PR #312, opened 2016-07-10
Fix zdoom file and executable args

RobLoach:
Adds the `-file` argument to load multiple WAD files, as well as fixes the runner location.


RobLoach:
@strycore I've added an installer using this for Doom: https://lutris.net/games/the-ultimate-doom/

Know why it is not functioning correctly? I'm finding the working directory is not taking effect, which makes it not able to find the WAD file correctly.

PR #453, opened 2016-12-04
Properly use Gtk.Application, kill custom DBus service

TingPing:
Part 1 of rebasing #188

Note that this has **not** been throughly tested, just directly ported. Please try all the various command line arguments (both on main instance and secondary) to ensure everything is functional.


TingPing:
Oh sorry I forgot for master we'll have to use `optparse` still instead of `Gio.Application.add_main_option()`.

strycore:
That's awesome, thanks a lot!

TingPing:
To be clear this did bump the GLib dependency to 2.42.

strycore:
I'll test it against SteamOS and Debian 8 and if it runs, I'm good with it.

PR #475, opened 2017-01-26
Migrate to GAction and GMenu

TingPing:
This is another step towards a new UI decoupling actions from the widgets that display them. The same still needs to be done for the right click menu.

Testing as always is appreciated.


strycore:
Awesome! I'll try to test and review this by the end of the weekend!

☆ ☆ ☆

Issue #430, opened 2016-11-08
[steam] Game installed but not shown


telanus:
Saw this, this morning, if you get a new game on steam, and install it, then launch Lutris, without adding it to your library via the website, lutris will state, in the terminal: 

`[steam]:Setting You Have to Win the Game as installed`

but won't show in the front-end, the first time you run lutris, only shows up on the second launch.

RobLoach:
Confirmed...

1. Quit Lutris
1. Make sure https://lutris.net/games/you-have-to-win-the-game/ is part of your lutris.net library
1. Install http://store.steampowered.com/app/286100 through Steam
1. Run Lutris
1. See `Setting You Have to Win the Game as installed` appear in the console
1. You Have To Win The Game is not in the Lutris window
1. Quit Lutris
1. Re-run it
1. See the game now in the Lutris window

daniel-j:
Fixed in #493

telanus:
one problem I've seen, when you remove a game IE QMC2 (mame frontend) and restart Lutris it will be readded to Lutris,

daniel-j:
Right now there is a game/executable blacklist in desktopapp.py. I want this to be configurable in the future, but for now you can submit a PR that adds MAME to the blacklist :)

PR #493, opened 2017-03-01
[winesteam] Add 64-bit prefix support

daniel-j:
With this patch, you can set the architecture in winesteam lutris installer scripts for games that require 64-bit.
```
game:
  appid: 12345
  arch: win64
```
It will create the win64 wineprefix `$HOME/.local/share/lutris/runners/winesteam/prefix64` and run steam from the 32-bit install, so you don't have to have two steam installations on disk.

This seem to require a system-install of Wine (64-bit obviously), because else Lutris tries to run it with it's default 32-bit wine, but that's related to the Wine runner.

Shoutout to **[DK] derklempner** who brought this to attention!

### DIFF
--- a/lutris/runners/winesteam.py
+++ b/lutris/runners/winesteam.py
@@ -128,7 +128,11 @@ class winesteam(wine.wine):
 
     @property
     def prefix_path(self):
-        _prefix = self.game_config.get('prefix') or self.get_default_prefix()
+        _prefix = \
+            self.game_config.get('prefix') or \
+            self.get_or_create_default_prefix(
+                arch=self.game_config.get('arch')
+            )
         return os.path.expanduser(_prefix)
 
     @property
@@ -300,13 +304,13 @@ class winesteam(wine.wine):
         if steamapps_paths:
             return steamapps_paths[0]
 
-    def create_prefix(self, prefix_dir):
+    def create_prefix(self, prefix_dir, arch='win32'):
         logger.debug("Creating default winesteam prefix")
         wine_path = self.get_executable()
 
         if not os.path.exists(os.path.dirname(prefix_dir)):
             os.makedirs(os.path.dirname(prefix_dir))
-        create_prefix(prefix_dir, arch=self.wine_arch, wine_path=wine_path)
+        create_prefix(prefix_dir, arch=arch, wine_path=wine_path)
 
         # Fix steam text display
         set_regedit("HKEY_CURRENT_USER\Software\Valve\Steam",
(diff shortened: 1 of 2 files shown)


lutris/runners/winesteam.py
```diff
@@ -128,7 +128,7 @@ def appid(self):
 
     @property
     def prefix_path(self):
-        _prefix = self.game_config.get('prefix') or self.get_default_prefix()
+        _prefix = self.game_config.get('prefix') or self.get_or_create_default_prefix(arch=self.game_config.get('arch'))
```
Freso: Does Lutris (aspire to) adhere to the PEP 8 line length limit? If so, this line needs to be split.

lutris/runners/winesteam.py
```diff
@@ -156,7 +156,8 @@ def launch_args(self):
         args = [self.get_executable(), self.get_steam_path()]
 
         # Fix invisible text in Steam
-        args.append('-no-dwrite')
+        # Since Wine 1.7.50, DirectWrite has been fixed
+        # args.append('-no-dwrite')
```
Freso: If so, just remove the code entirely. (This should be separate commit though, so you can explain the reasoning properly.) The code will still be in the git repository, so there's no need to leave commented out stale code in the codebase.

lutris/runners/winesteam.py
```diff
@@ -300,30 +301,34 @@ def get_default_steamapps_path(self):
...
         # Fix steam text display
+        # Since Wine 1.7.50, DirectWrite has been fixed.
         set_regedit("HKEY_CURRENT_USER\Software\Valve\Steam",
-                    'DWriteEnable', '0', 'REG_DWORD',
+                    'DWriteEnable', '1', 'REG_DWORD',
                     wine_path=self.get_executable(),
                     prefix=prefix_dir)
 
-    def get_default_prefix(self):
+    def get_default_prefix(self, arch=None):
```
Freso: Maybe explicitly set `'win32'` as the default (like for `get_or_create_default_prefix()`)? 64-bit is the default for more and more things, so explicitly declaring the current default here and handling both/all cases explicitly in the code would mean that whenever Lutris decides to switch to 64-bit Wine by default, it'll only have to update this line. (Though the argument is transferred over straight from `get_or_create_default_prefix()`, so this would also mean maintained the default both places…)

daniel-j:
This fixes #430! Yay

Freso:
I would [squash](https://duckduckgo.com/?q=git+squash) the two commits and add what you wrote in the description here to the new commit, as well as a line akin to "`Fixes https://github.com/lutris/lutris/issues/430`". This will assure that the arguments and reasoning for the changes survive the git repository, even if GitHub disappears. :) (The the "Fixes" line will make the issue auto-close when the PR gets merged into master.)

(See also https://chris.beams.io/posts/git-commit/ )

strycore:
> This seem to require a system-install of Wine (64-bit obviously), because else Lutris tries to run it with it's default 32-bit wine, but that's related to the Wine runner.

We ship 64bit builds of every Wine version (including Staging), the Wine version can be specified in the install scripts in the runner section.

☆ ☆ ☆

[EXERCISE OBJECTIVE]: Each line above that includes the word "your" is to be copied.

[SOLUTION TO THE EXERCISE]:
Saw this, this morning, if you get a new game on steam, and install it, then launch Lutris, without adding it to your library via the website, lutris will state, in the terminal: 
1. Make sure https://lutris.net/games/you-have-to-win-the-game/ is part of your lutris.net library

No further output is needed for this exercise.